The attacks are called for in the name of Anonymous, the leaderless coalition of hackers whose trademark Guy Fawkes mask has become a global symbol for their anarchistic spirit.

"OpUSA poses a limited threat of temporarily disrupting U.S. websites," the homeland security bulletin states, saying the attackers will likely use commercial hacking tools in a variety of "nuisance-level" strikes, defacing websites or temporarily knocking them offline.

"Some of the participants possess only rudimentary hacking skills," the authors add.

More dangerous, though, is the developing alliance the organization of the attacks seems to presage between criminal hackers and violent Islamic extremists.

The bulletin notes that the attacks are being promoted by the moderators of websites and discussion forums that host al Qaeda and other Islamic extremist material, in addition to calls through more conventional hacker channels like the bulletin board Pastebin.

This collaboration may "signal an emerging trend of Middle East- and North Africa-based criminally motivated hackers collaborating with others regardless of their motivation," like Islamic extremists, states the bulletin.


Comment: Which raises the question, now that the Washington Times is propagating the idea, of whether anyone who tweets an observation, or mentions said 'operation' in passing, on a discussion forum or in a blog comment, will in future be painted as a 'collaborator'. And indeed how soon thereafter such 'collaborators' will be deemed legitimate targets for death-by-drone-strike.

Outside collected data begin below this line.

PR #204, opened 2025-03-17
Update tracing docs

rm-openai:
Update the README to point to the list of tracing processors. The docs will contain all the external processors, so the readme doesn't get too long.


dmitry-openai (approved):
LGTM

PR #211, opened 2025-03-18
Improve note section for Structure output

EnggQasim:
Improve note section for Structure output


rm-openai:

PR #1839, opened 2025-10-01
fix: making input_file's filename optional in code for supporting non-OpenAI models

ant31:
For input_file the  `filename` parameter was recently made required in https://github.com/openai/openai-agents-python/pull/1513. 
This conflicts with many models outside of OpenAI, which do not require it.

This PR makes `filename` optional again to improve compatibility across the ecosystem. 
For gpt* models, the server already handles missing filename errors, making the current client-side validation redundant.

### DIFF
--- a/src/agents/models/chatcmpl_converter.py
+++ b/src/agents/models/chatcmpl_converter.py
@@ -293,17 +293,12 @@ class Converter:
                     raise UserError(
                         f"Only file_data is supported for input_file {casted_file_param}"
                     )
-                if "filename" not in casted_file_param or not casted_file_param["filename"]:
-                    raise UserError(f"filename must be provided for input_file {casted_file_param}")
-                out.append(
-                    File(
-                        type="file",
-                        file=FileFile(
-                            file_data=casted_file_param["file_data"],
-                            filename=casted_file_param["filename"],
-                        ),
-                    )
-                )
+                filedata = FileFile(file_data=casted_file_param["file_data"])
+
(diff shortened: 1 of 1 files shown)


seratch (approved):
>For gpt* models, the server already handles missing filename errors, making the current client-side validation redundant.

Thanks, this makes sense. This code is used by LiteLLM integration too, so this client-side validation would be a blocker for some models.

Sourav-Nandy-ai:
Hi Antoine,

I maintain agent-eval (agent_regress), an open-source harness for before-and-after behavior comparison of agent code. I pulled openai-agents==0.3.3 (the last release before this merge) and 0.4.0 (the first release after) into separate virtual environments. I then ran the same input_file item, where file_data was present but no filename was provided, through Converter.extract_all_content on both sides.

The Results
- Pre-fix: It results in a real UserError: filename must be provided for input_file {...} error.
- Post-fix: The execution succeeds, and the returned content part genuinely omits the filename rather than defaulting it, which matches the diff exactly.

This is a good, clean walk-back of the regression from #1513. Testing it this way confirms the fix against the actual installed package rather than just reading the diff.

If it would be useful, agent-eval can also run this as an N-run before-and-after distributional comparison (using a Mann-Whitney U test and bootstrap CI) across a fuller LiteLLM-routed test suite rather than just a single validation check. I am happy to share the script if you are interested.

You can find the repository here: [https://github.com/RudrenduPaul/agent-eval](https://www.google.com/search?q=https://github.com/RudrenduPaul/agent-eval)

Best, 
Sourav

PR #1851, opened 2025-10-03
Update multi_agent.md

Pritiks23:
Added a diagram to takeaway from dense paragraphs


seratch:
Thanks for sending this, but this prevents translating those. Thus, we're unable to accept it.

You're either with us, or with the 'cyber-terrorists', as the authoritarians would have it.


"Middle East- and North-Africa-based criminal hackers will continue issuing public statements to announce cyber attack plans against high-profile targets," the bulletin predicts.

Homeland Security will monitor these statements for signs of an emerging alliance between Anonymous and jihadists, the bulletin goes on.

Future public statements "may provide insight into whether these [hacker] groups are radicalizing toward violence and whether they would potentially partner with or conduct attacks on behalf of violent extremists."

If #OpUSA generates media coverage, its planners might attract other, more skilled hackers, to their ranks, making future attacks more dangerous.

"Perceived success might lead other individuals - including those with advanced technical skills - to undertake similar efforts and attempt more threatening cyber attacks targeting U.S. government and commercial websites," it warns.

Since September 2012, U.S. banks have faced a wave of coordinated cyberattacks from Islamic hacktivist groups believed by many observers to be linked to the Iranian regime. To date, 46 U.S. financial institutions have been targeted in more than 200 separate attacks, according to an FBI bulletin last month.